Brief - Transcribe the data that follows, exactly and in full.

Material provided -
PR #379, opened 2016-03-23
Update module.modulemap for Xcode 7.3

fuxx:
Imports the SDK based on current architecture. Fixes incompatibility problems for Xcode 7.3.
Also includes link flag for convenience.

### DIFF
--- a/podstuff/module.modulemap
+++ b/podstuff/module.modulemap
@@ -5,7 +5,18 @@ framework module SQLite {
     //
     //     header "/Applications/Xcode.app/Contents/Developer/Platforms/iPhoneSimulator.platform/Developer/SDKs/iPhoneSimulator.sdk/usr/include/sqlite3.h"
     //     header "/Applications/Xcode.app/Contents/Developer/Platforms/MacOSX.platform/Developer/SDKs/MacOSX10.10.sdk/usr/include/sqlite3.h"
-    header "/Applications/Xcode.app/Contents/Developer/Platforms/iPhoneOS.platform/Developer/SDKs/iPhoneOS.sdk/usr/include/sqlite3.h"
+    //     header "/Applications/Xcode.app/Contents/Developer/Platforms/iPhoneOS.platform/Developer/SDKs/iPhoneOS.sdk/usr/include/sqlite3.h"
+    module arm {
+        header "/Applications/Xcode.app/Contents/Developer/Platforms/iPhoneOS.platform/Developer/SDKs/iPhoneOS.sdk/usr/include/sqlite3.h"
+        link "sqlite3"
+        requires arm
+    }
+    
+    module x86 {
+        header "/Applications/Xcode.app/Contents/Developer/Platforms/iPhoneSimulator.platform/Developer/SDKs/iPhoneSimulator.sdk/usr/include/sqlite3.h"
+        link "sqlite3"
+        requires x86
+    }
 
     export *
     module * { export * }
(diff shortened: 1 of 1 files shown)


fuxx:
Please test it in your environment. This works for my project which lives in a similar environment.

fuxx:
Seems not to be backward compatible with Xcode 7.2.1

fuxx:
I missed to add arm64, works now with Xcode 7.2.1 too. Backward compatibility should work back to Xcode 6.x

stephencelis:
@fuxx Nice solution! Looks like additional architectures may need to be added, though. Mac builds don't appear to work. Haven't had time to check tvOS/watchOS.

stephencelis:
tvOS seems to fail, too. I quickly tried adding `x86_64` and `i386` modules for Mac, but that doesn't seem to satisfy things.

fuxx:
@stephencelis i will try it out and i will make another commit. This was a quick shot from my results when i fixed the problem for my framework. i386 should be x86. 

i like the solution as it does not require to maintain multiple module maps as you could do in the cocoa pods specs.

stephencelis:
@fuxx Much appreciated! You solution is definitely more elegant than the multiple module map approach! Module maps in general are a brittle solution to this problem, though, so I hope CocoaPods adds support for better approaches in the future.

gblotter:
@stephencelis - When this PR get's approved and merged... what are the chances of it making it into your SQLCipher.swift repo?

stephencelis:
@gblotter The SQLCipher repo is unfortunately still a WIP. I'm happy to help contributors along to get it up and running (let me know if you're interested!), but won't have enough time to dedicate to release myself.

gblotter:
@stephencelis fair enough.  I think at the very least I'll submit a PR for a pod file... in hopes that that allows it to get traction with others using it.  Thanks for the response!

stephencelis:
@fuxx I was able to work around the issue with a combination of your solution and multiple module maps:

``` ruby
spec.ios.module_map = 'podstuff/ios.modulemap'
spec.osx.module_map = '…'
spec.tvos.module_map = '…'
```

Not ideal, but the cleanest approach I've found so far. I'll merge this in soon with the additional files unless you have a better solution!

fuxx:
@stephencelis unfortunately my solution will not work as standalone. As module maps do not allow branching, so i cant control the system platform. Even requiring the existence of different CPU instructions (like SSE or AES) per module wont work here, because the simulator on OS X would match that requirement for OS X too.

:( i will close the pull request, sorry ;(

fuxx:
Who ever is interested into possible restrictions in module maps could take a look here.
http://clang.llvm.org/doxygen/Basic_2Module_8cpp_source.html#l00060

Line 62. Target options are supported cpu instructions e.g. AES, SSE, SSE2, MMX etc.

stephencelis:
@fuxx I'll be merging in the beginning of your work soon! I've modified it so that CocoaPods should pick the right module map per platform. Please take a look at https://github.com/stephencelis/SQLite.swift/compare/cocoapods-xcode-7-3 and let me know if I'm missing anything!

fuxx:
@stephencelis 

You should remove line 5 (requires keyword) from osx module map. The rest looks fine for me.

https://github.com/stephencelis/SQLite.swift/compare/cocoapods-xcode-7-3#diff-c73d9f82bddf197c9492f3c7dbd63170R5

stephencelis:
Don't know how that slipped in! Thanks!

PR #381, opened 2016-03-23
Adds watchOS support

acrookston:
Based on the new Xcode 7.3 fix on cocoapods-xcode-7-3.

Regarding tests: the existing ones pass, but it seems like there is no test suite for watch os apps. If somebody knows how to add them, I'd be happy to do it, but I just can't find that option.
However I've successfully integrated this version in my watch app which used an older version of SQLite.swift.

Let me know if there's anything else missing, I'd be happy to amend.

PR #385, opened 2016-03-25
WatchOS support

acrookston:
Replacing and Closing #381 now based against master.

Regarding tests: the existing ones pass, but it seems like there is no test suite for watch os apps. If somebody knows how to add them, I'd be happy to do it, but I just can't find that option.
However I've successfully integrated this version in my watch app which used an older version of SQLite.swift.

Let me know if there's anything else missing, I'd be happy to amend.


stephencelis:
:bow:

PR #389, opened 2016-03-29
Making small change so that this can play nice with SQLiteCipher.swift

gblotter:
Needed to make `func check()` be public, so that SQLiteCipher.swift can access it in it's extension of the Connection class.

Please let me know what questions you have.  if there is a better way of doing this, I'm open to suggestions.  If you want to check out the details of the PR I have coming for the SQLiteCipher.swift repository, that uses this change, you can check it out here: https://github.com/gblotter/SQLite.swift/tree/SQLiteCipher-play-nice

PR #390, opened 2016-03-31
Created a subspec in your podspec file for SQLiteCipher

gblotter:
The reason why I took this approach is one had to compile the SQLite.swift library to use a codec if they were to get the goodness of SQLCipher, yet the only difference between your other repo and this one was the presence of the Cipher.swift file.

This approach does NOT add the Cipher.swift file to the Xcode project, but rather includes it in the pod's subspec so that if someone chooses to install it, it is present in the build SQLite.swift framework.

If this PR is accepted and merged, than #389 wouldn't be necessary, and neither would the separate git repo for SQLiteCipher.swift (especially https://github.com/stephencelis/SQLiteCipher.swift/pull/12)


pepejeria:
Any update on this?

TheNephilim88:
@stephencelis ?

jberkel:
This needs rebasing since there are now sub specs defined in the current master.

Also not sure if `SWIFT_INCLUDE_PATHS` is needed in the subspec. Otherwise there'll be a mixup of `CSQLite` (defined by the system) and the `SQLiteCipher` framework. 

I'm not sure how SQLiteCipher would integrate, presumably we'd need another compile time flag?

```swift
#if SQLITE_SWIFT_STANDALONE
import sqlite3
#else if  SQLITE_SWIFT_SQLITECIPHER
import SQLiteCipher
#else
import CSQLite
#endif
```

jberkel:
No activity, closing. Please reopen a new PR if needed.

jberkel:
this has been reworked into #553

Reply to the exercise -
PR #379, opened 2016-03-23
Update module.modulemap for Xcode 7.3

fuxx:
Imports the SDK based on current architecture. Fixes incompatibility problems for Xcode 7.3.
Also includes link flag for convenience.

### DIFF
--- a/podstuff/module.modulemap
+++ b/podstuff/module.modulemap
@@ -5,7 +5,18 @@ framework module SQLite {
     //
     //     header "/Applications/Xcode.app/Contents/Developer/Platforms/iPhoneSimulator.platform/Developer/SDKs/iPhoneSimulator.sdk/usr/include/sqlite3.h"
     //     header "/Applications/Xcode.app/Contents/Developer/Platforms/MacOSX.platform/Developer/SDKs/MacOSX10.10.sdk/usr/include/sqlite3.h"
-    header "/Applications/Xcode.app/Contents/Developer/Platforms/iPhoneOS.platform/Developer/SDKs/iPhoneOS.sdk/usr/include/sqlite3.h"
+    //     header "/Applications/Xcode.app/Contents/Developer/Platforms/iPhoneOS.platform/Developer/SDKs/iPhoneOS.sdk/usr/include/sqlite3.h"
+    module arm {
+        header "/Applications/Xcode.app/Contents/Developer/Platforms/iPhoneOS.platform/Developer/SDKs/iPhoneOS.sdk/usr/include/sqlite3.h"
+        link "sqlite3"
+        requires arm
+    }
+    
+    module x86 {
+        header "/Applications/Xcode.app/Contents/Developer/Platforms/iPhoneSimulator.platform/Developer/SDKs/iPhoneSimulator.sdk/usr/include/sqlite3.h"
+        link "sqlite3"
+        requires x86
+    }
 
     export *
     module * { export * }
(diff shortened: 1 of 1 files shown)


fuxx:
Please test it in your environment. This works for my project which lives in a similar environment.

fuxx:
Seems not to be backward compatible with Xcode 7.2.1

fuxx:
I missed to add arm64, works now with Xcode 7.2.1 too. Backward compatibility should work back to Xcode 6.x

stephencelis:
@fuxx Nice solution! Looks like additional architectures may need to be added, though. Mac builds don't appear to work. Haven't had time to check tvOS/watchOS.

stephencelis:
tvOS seems to fail, too. I quickly tried adding `x86_64` and `i386` modules for Mac, but that doesn't seem to satisfy things.

fuxx:
@stephencelis i will try it out and i will make another commit. This was a quick shot from my results when i fixed the problem for my framework. i386 should be x86. 

i like the solution as it does not require to maintain multiple module maps as you could do in the cocoa pods specs.

stephencelis:
@fuxx Much appreciated! You solution is definitely more elegant than the multiple module map approach! Module maps in general are a brittle solution to this problem, though, so I hope CocoaPods adds support for better approaches in the future.

gblotter:
@stephencelis - When this PR get's approved and merged... what are the chances of it making it into your SQLCipher.swift repo?

stephencelis:
@gblotter The SQLCipher repo is unfortunately still a WIP. I'm happy to help contributors along to get it up and running (let me know if you're interested!), but won't have enough time to dedicate to release myself.

gblotter:
@stephencelis fair enough.  I think at the very least I'll submit a PR for a pod file... in hopes that that allows it to get traction with others using it.  Thanks for the response!

stephencelis:
@fuxx I was able to work around the issue with a combination of your solution and multiple module maps:

``` ruby
spec.ios.module_map = 'podstuff/ios.modulemap'
spec.osx.module_map = '…'
spec.tvos.module_map = '…'
```

Not ideal, but the cleanest approach I've found so far. I'll merge this in soon with the additional files unless you have a better solution!

fuxx:
@stephencelis unfortunately my solution will not work as standalone. As module maps do not allow branching, so i cant control the system platform. Even requiring the existence of different CPU instructions (like SSE or AES) per module wont work here, because the simulator on OS X would match that requirement for OS X too.

:( i will close the pull request, sorry ;(

fuxx:
Who ever is interested into possible restrictions in module maps could take a look here.
http://clang.llvm.org/doxygen/Basic_2Module_8cpp_source.html#l00060

Line 62. Target options are supported cpu instructions e.g. AES, SSE, SSE2, MMX etc.

stephencelis:
@fuxx I'll be merging in the beginning of your work soon! I've modified it so that CocoaPods should pick the right module map per platform. Please take a look at https://github.com/stephencelis/SQLite.swift/compare/cocoapods-xcode-7-3 and let me know if I'm missing anything!

fuxx:
@stephencelis 

You should remove line 5 (requires keyword) from osx module map. The rest looks fine for me.

https://github.com/stephencelis/SQLite.swift/compare/cocoapods-xcode-7-3#diff-c73d9f82bddf197c9492f3c7dbd63170R5

stephencelis:
Don't know how that slipped in! Thanks!

PR #381, opened 2016-03-23
Adds watchOS support

acrookston:
Based on the new Xcode 7.3 fix on cocoapods-xcode-7-3.

Regarding tests: the existing ones pass, but it seems like there is no test suite for watch os apps. If somebody knows how to add them, I'd be happy to do it, but I just can't find that option.
However I've successfully integrated this version in my watch app which used an older version of SQLite.swift.

Let me know if there's anything else missing, I'd be happy to amend.

PR #385, opened 2016-03-25
WatchOS support

acrookston:
Replacing and Closing #381 now based against master.

Regarding tests: the existing ones pass, but it seems like there is no test suite for watch os apps. If somebody knows how to add them, I'd be happy to do it, but I just can't find that option.
However I've successfully integrated this version in my watch app which used an older version of SQLite.swift.

Let me know if there's anything else missing, I'd be happy to amend.


stephencelis:
:bow:

PR #389, opened 2016-03-29
Making small change so that this can play nice with SQLiteCipher.swift

gblotter:
Needed to make `func check()` be public, so that SQLiteCipher.swift can access it in it's extension of the Connection class.

Please let me know what questions you have.  if there is a better way of doing this, I'm open to suggestions.  If you want to check out the details of the PR I have coming for the SQLiteCipher.swift repository, that uses this change, you can check it out here: https://github.com/gblotter/SQLite.swift/tree/SQLiteCipher-play-nice

PR #390, opened 2016-03-31
Created a subspec in your podspec file for SQLiteCipher

gblotter:
The reason why I took this approach is one had to compile the SQLite.swift library to use a codec if they were to get the goodness of SQLCipher, yet the only difference between your other repo and this one was the presence of the Cipher.swift file.

This approach does NOT add the Cipher.swift file to the Xcode project, but rather includes it in the pod's subspec so that if someone chooses to install it, it is present in the build SQLite.swift framework.

If this PR is accepted and merged, than #389 wouldn't be necessary, and neither would the separate git repo for SQLiteCipher.swift (especially https://github.com/stephencelis/SQLiteCipher.swift/pull/12)


pepejeria:
Any update on this?

TheNephilim88:
@stephencelis ?

jberkel:
This needs rebasing since there are now sub specs defined in the current master.

Also not sure if `SWIFT_INCLUDE_PATHS` is needed in the subspec. Otherwise there'll be a mixup of `CSQLite` (defined by the system) and the `SQLiteCipher` framework. 

I'm not sure how SQLiteCipher would integrate, presumably we'd need another compile time flag?

```swift
#if SQLITE_SWIFT_STANDALONE
import sqlite3
#else if  SQLITE_SWIFT_SQLITECIPHER
import SQLiteCipher
#else
import CSQLite
#endif
```

jberkel:
No activity, closing. Please reopen a new PR if needed.

jberkel:
this has been reworked into #553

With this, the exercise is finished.